Recorded data:
PR #3574, opened 2024-01-23
Fix floating point imprecision error in ordering property of CollinearMagneticStructureAnalyzer

kaueltzen:
## Summary

The ordering property of the CollinearMagneticStructureAnalyzer class is set depending on the `total_magnetization = abs(sum(magmoms))`. Due to floating point imprecision, the sum of magmoms can adapt values close to zero instead of zero. This can, for example, lead to collinear AFM structures being misclassified as FiM.

This was resolved by replacing `if total_magnetization > 0` with `if not isclose(total_magnetization, 0, abs_tol=1e-8)`.
A test to determine the magnetic ordering of MAGNDATA entry 1.62 (CuO) which would have failed with the previous code was added.

Source mcif: 
https://www.cryst.ehu.es/magndata/index.php?index=1.62
doi: 10.1088/0022-3719/21/15/023

## Open questions
@janosh 

1. Is an absolute tolerance of `abs_tol=1e-8` a reasonable choice for "being close to zero" here?
2. I included a test file (tests/files/magnetic.example.CuO.mcif) from MAGNDATA because this was also done for magnetic.example.NiO.mcif - hope this is okay?


janosh (approved):
thanks @kaueltzen, esp. for adding a test right away! 👍  this looks great.

pymatgen/analysis/magnetism/analyzer.py
```diff
@@ -481,10 +481,15 @@ def number_of_unique_magnetic_sites(self, symprec: float = 1e-3, angle_tolerance
     @property
     def ordering(self) -> Ordering:
         """Applies heuristics to return a magnetic ordering for a collinear
-        magnetic structure. Result is not guaranteed for correctness.
+        magnetic structure. Result is not guaranteed to be correct, just a best
+        guess. Tolerance for minimum total magnetization to be considered
+        ferro/ferrimagnetic is 1e-8.
```
JaGeo, line 486: I am wondering if we should make this adaptable when defining the instance the class if we are not sure about the tolerance yet.

janosh: ah, wanted to add that but forgot. PRs welcome!

JaGeo: @kaueltzen will hopefully open another PR as it was one of the questions in the PR!

PR #3575, opened 2024-01-23
`tests/io/aims` use `numpy.testing.assert_allclose` and `pytest.MonkeyPatch`

janosh:
for better error msgs and auto-reverted side-effects resp.


janosh:
failing tests pass locally. checking to see if they fail again on `master`

PR #3577, opened 2024-01-24
Added threshold_ordering parameter to CollinearMagneticStructureAnalyzer in addition to PR #3574

kaueltzen:
## Summary

A parameter threshold_ordering was added to CollinearMagneticStructureAnalyzer below which the total magnetization is treated as zero when defining the magnetic ordering.

@JaGeo @janosh `self.total_magmoms = sum(magmoms)` and `self.magnetization = sum(magmoms) / structure.volume` are defined before processing the input magmoms. They could also be affected by the error described in PR #3574 - do you think it's a good idea to add a threshold here as well?


janosh:
> They could also be affected by the error described in PR https://github.com/materialsproject/pymatgen/pull/3574 - do you think it's a good idea to add a threshold here as well?

what would change based on the threshold? setting `self.total_magmoms` and `self.magnetization` to exactly 0 when below the threshold?

could you add a test case that passes a custom `threshold_ordering` and verifies different behavior?

kaueltzen:
> > They could also be affected by the error described in PR #3574 - do you think it's a good idea to add a threshold here as well?
> 
> what would change based on the threshold? setting `self.total_magmoms` and `self.magnetization` to exactly 0 when below the threshold?

Yes - if, for example, a database is scanned for structures with zero magnetization based on `self.magnetization` the imprecision issue could be relevant. but i don't know if this important enough to be included?

JaGeo:
> > > They could also be affected by the error described in PR #3574 - do you think it's a good idea to add a threshold here as well?
> > 
> > 
> > what would change based on the threshold? setting `self.total_magmoms` and `self.magnetization` to exactly 0 when below the threshold?
> 
> Yes - if, for example, a database is scanned for structures with zero magnetization based on `self.magnetization` the imprecision issue could be relevant. but i don't know if this important enough to be included?

I would not change the data that is stored on the object. I think this would be unexpected behavior. If someone needs this, they will implement it themself

janosh (approved):
thanks @kaueltzen! 👍

PR #4448, opened 2025-07-04
Remove LOBSTER output file trailing line sensitivity

### LINKED ISSUE #4215: Cannot init `Cohpcar` in `matgenb ` example notebook: `ValueError: setting an array element with a sequence.`
The [example in `matgenb` seems to be failing](https://github.com/materialsvirtuallab/matgenb/blob/master/notebooks/2018-03-14-Plotting%20COHP%20from%20LOBSTER.ipynb).

```python
from pymatgen.io.lobster import Cohpcar


COHPCAR_path = "COHPCAR.lobster.txt"
cohpcar = Cohpcar(filename=COHPCAR_path)
```

Gives:
```
  File "/home/yang/developer/pymatgen/debug/recreate_cohp.py", line 5, in <module>
    cohpcar = Cohpcar(filename=COHPCAR_path)
  File "/home/yang/developer/pymatgen/src/pymatgen/io/lobster/outputs.py", line 138, in __init__
    data = np.array([np.array(line.split(), dtype=float) for line in lines[num_bonds + 3 :]]).transpose()
           ^^^^^^^^^^^^^^^^^^^^^^^^^^^^^^^^^^^^^^^^^^^^^^^^^^^^^^^^^^^^^^^^^^^^^^^^^^^^^^^^^^
ValueError: setting an array element with a sequence. The requested array has an inhomogeneous shape after 1 dimensions. The detected shape was (402,) + inhomogeneous part.
```

[COHPCAR.lobster.txt](https://github.com/user-attachments/files/18005481/COHPCAR.lobster.txt)

cc @JaGeo @QuantumChemist @naik-aakash

DanielYang59:
## Summary

- Remove LOBSTER output file trailing line sensitivity, fix #4215

[`str.splitlines(keepends=False)`](https://docs.python.org/3/library/stdtypes.html#str.splitlines):
> Unlike [split()](https://docs.python.org/3/library/stdtypes.html#str.split) when a delimiter string sep is given, this method returns an empty list for the empty string, and a terminal line break does not result in an extra line:

cc @JaGeo @naik-aakash

### DIFF
--- a/tests/io/lobster/test_outputs.py
+++ b/tests/io/lobster/test_outputs.py
@@ -30,6 +30,7 @@ from pymatgen.io.lobster import (
     SitePotential,
     Wavefunction,
 )
+from pymatgen.io.lobster.outputs import _get_lines
 from pymatgen.io.vasp import Vasprun
 from pymatgen.util.testing import TEST_FILES_DIR, VASP_IN_DIR, VASP_OUT_DIR, MatSciTest
 
@@ -82,7 +83,7 @@ class TestCohpcar(MatSciTest):
         self.orb = Cohpcar(filename=f"{TEST_DIR}/COHPCAR.lobster.orbitalwise.gz")
         self.orb_notot = Cohpcar(filename=f"{TEST_DIR}/COHPCAR.lobster.notot.orbitalwise.gz")
 
-        # Lobster 3.1 (Test data is from pre-release of Lobster 3.1)
+        # Lobster 3.1 (Test data is from prerelease of Lobster 3.1)
         self.cohp_KF = Cohpcar(filename=f"{TEST_DIR}/COHPCAR.lobster.KF.gz")
         self.coop_KF = Cohpcar(
             filename=f"{TEST_DIR}/COHPCAR.lobster.KF.gz",
@@ -2531,3 +2532,17 @@ class TestPolarization(MatSciTest):
             "abs": 56.14,
             "unit": "uC/cm2",
         }
+
+
+def test_get_lines():
+    """Ensure `_get_lines` is not trailing end char sensitive."""
+    with open("without-end-char", mode="wb") as f:
+        f.write(b"first line\nsecond line")
+
+    with open("with-end-char", mode="wb") as f:
+        f.write(b"first line\nsecond line\n")
+
+    without_end_char = _get_lines("without-end-char")
+    with_end_char = _get_lines("with-end-char")
+
+    assert len(with_end_char) == len(without_end_char) == 2


src/pymatgen/io/lobster/outputs.py
```diff
@@ -405,14 +404,10 @@ def __init__(
...
 
-        # LOBSTER list files have an extra trailing blank line
-        # and we don't need the header.
         if self._icohpcollection is None:
             with zopen(self._filename, mode="rt", encoding="utf-8") as file:
-                all_lines: list[str] = file.read().splitlines()  # type:ignore[assignment]
+                all_lines: list[str] = cast("list[str]", file.read().splitlines())
 
-                # strip *trailing* blank lines only
-                all_lines = [line for line in all_lines if line.strip()]
```
DanielYang59, line 415: Might need to double check this because I don't think this is "strip *trailing* blank lines only" (unless there's no empty line in the middle of the file)

tests/io/lobster/test_outputs.py
```diff
@@ -64,15 +65,24 @@ def setup_method(self):
             filename=f"{TEST_DIR}/COOPCAR.lobster.BiSe.gz",
             are_coops=True,
         )
-        self.cohp_fe = Cohpcar(filename=f"{TEST_DIR}/COOPCAR.lobster.gz")
+
+        # Make sure Cohpcar also works with terminating line ending char
+        gz_path = f"{TEST_DIR}/COOPCAR.lobster.gz"
+        with gzip.open(gz_path, "rt", encoding="utf-8") as f:
+            content = f.read() + "\n"
+        with tempfile.NamedTemporaryFile("w", delete=False, encoding="utf-8", suffix=".lobster") as tmp:
```
DanielYang59, line 73: Unfortunately we cannot use `self.tmp_path` here fixture is injected after setup method

src/pymatgen/io/lobster/outputs.py
```diff
@@ -125,7 +125,7 @@ def __init__(
             else:
                 self._filename = "COHPCAR.lobster"
 
-        lines = _get_lines(filename)
+        lines: list[str] = _get_lines(filename)
```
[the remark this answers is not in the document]
DanielYang59: ah good catch! I fixed this in the ongoing optimizing `Cohpcar` branch but didn't bring the change here, sure could fix this here

tests/io/lobster/test_outputs.py
```diff
@@ -64,15 +65,24 @@ def setup_method(self):
             filename=f"{TEST_DIR}/COOPCAR.lobster.BiSe.gz",
             are_coops=True,
         )
-        self.cohp_fe = Cohpcar(filename=f"{TEST_DIR}/COOPCAR.lobster.gz")
```
DanielYang59, line 67: I just realized why this `Cohpcar` for COHP is reading COOPCAR.lobster? @naik-aakash

JaGeo: Because it is the exact same format 😃

src/pymatgen/io/lobster/outputs.py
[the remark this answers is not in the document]
DanielYang59: Also added a test dca322a04f82a5e2c1847cdcb9dcc01e3e442046

tests/io/lobster/test_outputs.py
DanielYang59: ah okay that explains

naik-aakash:
Hi @DanielYang59 , thanks for this update. Looks good to me.

PR #4454, opened 2025-07-11
Fix unit for `Element` properties: `density_of_solid` and `Molar volume`

### LINKED ISSUE #4453: Units in docstring appear to be wrong for density_in_solid
https://github.com/materialsproject/pymatgen/blame/f9d9fe8e0ce09ef30cc03bcc4e9937d27afd5a6a/src/pymatgen/core/periodic_table.py#L113-L113C80

```python
>>> from pymatgen.core import Element
>>> Element("Ni").density_of_solid
8908.0
```

This is kg/m^3 rather than g/cm^3 as the docstring says. 

https://kg-m3.com/material/nickel#:~:text=Density%20of%20Nickel%20(Ni)%20is,to%2020%C2%B0C%20air)

DanielYang59:
### Summary

- Remove unit in docstring for `Element` properties, to close #4453
- [x] Check other units in docstring


src/pymatgen/core/periodic_table.py
```diff
@@ -110,7 +110,7 @@ def __init__(self, symbol: str) -> None:
             rigidity_modulus (float, optional): Rigidity modulus (GPa).
             mineral_hardness (float, optional): Mohs hardness.
             vickers_hardness (float, optional): Vickers hardness (MPa).
-            density_of_solid (float, optional): Density in solid phase (g/cm³).
+            density_of_solid (float, optional): Density in solid phase (kg/m³).
```
DanielYang59, line 113: I have no strong opinion on this, I originally thought we just remove all units from the docstring if it's a scalar and redirect people to get the unit from  `FloatWithUnit`, but feels like it's not a good idea as most data for ptable wouldn't be updated very frequently, also many units are pretty much "singleton" (e.g. K for temperature):

https://github.com/materialsproject/pymatgen/blob/f9d9fe8e0ce09ef30cc03bcc4e9937d27afd5a6a/src/pymatgen/core/periodic_table.py#L84-L116

PR #4458, opened 2025-07-20
Fix `PBE_64` folder

### LINKED ISSUE #4456: Wrong directory name for the PBE_64 POTCARS?
### Python version

python 3.12

### Pymatgen version

latest

### Operating system version

_No response_

### Current behavior

I installed the pymatgen potcar environment variables through your `pmg config` command following the instruction, and got the directory structure as follows:

POT_GGA_PAW_PBE/
POT_GGA_PAW_PBE_52/
POT_GGA_PAW_PBE_54/
POT_GGA_PAW_PBE_64/
...

However, when I use MPRelaxSet or other VaspInputSet to generate VASP input files setting `user_potcar_functional` as `PBE_64`, I got the following error:

FileNotFoundError: You do not have the right POTCAR with functional='PBE_64' and symbol='Co'
in your PMG_VASP_PSP_DIR='/public5/home/t6s001944/MY_PSP'.
Paths tried:
- /public5/home/t6s001944/MY_PSP/POT_PAW_PBE_64/POTCAR.Co
- /public5/home/t6s001944/MY_PSP/POT_PAW_PBE_64/Co/POTCAR

Obviously, it seems that the setting PBE_64 POTCAR files was set to be installed in the directory named as `POT_PAW_PBE_64`, while the installed directory by the `pmg config` command was `POT_GGA_PAW_PBE_64`. Currently, I simply renamed the `POT_GGA_PAW_PBE_64` folder name as `POT_PAW_PBE_64` to avoid this error, but I am not sure whether this is really simply a bug of wrong directory name and whether the `POT_GGA_PAW_PBE_64` POTCARs are indeed the true PBE_64 functional.

May I get some suggestions on this issue?

Jason

### Expected Behavior

Finding the true PBE_64 POTCARs.

### Minimal example

```Python

```

_No response_

Andrew-S-Rosen:
Closes #4456.

### DIFF
--- a/src/pymatgen/io/vasp/inputs.py
+++ b/src/pymatgen/io/vasp/inputs.py
@@ -65,7 +65,7 @@ POTCAR_FUNCTIONAL_MAP: dict[str, str] = {
     "PBE_52_W_HASH": "POTPAW_PBE_52",
     "PBE_54": "POT_GGA_PAW_PBE_54",
     "PBE_54_W_HASH": "POTPAW_PBE_54",
-    "PBE_64": "POT_PAW_PBE_64",
+    "PBE_64": "POT_GGA_PAW_PBE_64",
     "LDA": "POT_LDA_PAW",
     "LDA_52": "POT_LDA_PAW_52",
     "LDA_52_W_HASH": "POTPAW_LDA_52",


Andrew-S-Rosen:
FYI, letting you know @esoteric-ephemera.

esoteric-ephemera:
Did this not get fixed in [#4431](https://github.com/materialsproject/pymatgen/pull/4431)?

Andrew-S-Rosen:
@esoteric-ephemera: Thanks for the redirect.

Yes, it looks like if the user installs Pymatgen today and runs the CLI entirely from scratch, everything should work due to #4431.

Upon further inspection, it seems like the issue @jinlhr542 and I ran into in #4456 was due to the breaking change. In previous versions of Pymatgen, the CLI would make a folder called `POT_GGA_PAW_PBE_64`. For whatever reason, this is now called `POT_PAW_PBE_64`. So, users who want to use the .64 PAW PBE potentials with Pymatgen or Atomate2 but used the Pymatgen CLI to generate the pseudopotential directory before #4431 was merged will run into compatibility issues.

Andrew-S-Rosen:
@esoteric-ephemera: So I guess the question is --- do we revert the breaking name change, or do we just stick with what we have in `master`?

JaGeo:
(I would, as usual, be happy about avoiding breaking changes. 😅)

esoteric-ephemera:
Either way leads to a breaking change, since a user who set up the directory structure manually and doesn't use the CLI (like me) will have it break the other way

Only non breaking solution would be a check for either directory name

Andrew-S-Rosen:
@esoteric-ephemera: Yes, this is also true.

I am okay with keeping things as is if that's preferred, but I want to document it here in case we get other reports. I will go ahead and close this PR, but anyone can comment if they want it re-opened.

esoteric-ephemera:
Hey sorry I was unclear, I'm happy to add this check for either PBE.64 folder name. It's probably for the best if both are recognized by pymatgen

Andrew-S-Rosen:
@esoteric-ephemera: That works and may reduce the headache in the long-term for MP staff 😉 

Thanks for clarifying and offering to help! Certainly feel free to do so if you feel so inclined!

shyuep:
Looks good to me.

Andrew-S-Rosen:
@shyuep FYI, I wouldn't merge as-is yet. @esoteric-ephemera suggested supporting both names. I'll leave that for others to deal with.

Instructions to follow:
Each line of the data that holds the word "volume" should be copied.

Reply:
@JaGeo @janosh `self.total_magmoms = sum(magmoms)` and `self.magnetization = sum(magmoms) / structure.volume` are defined before processing the input magmoms. They could also be affected by the error described in PR #3574 - do you think it's a good idea to add a threshold here as well?
Fix unit for `Element` properties: `density_of_solid` and `Molar volume`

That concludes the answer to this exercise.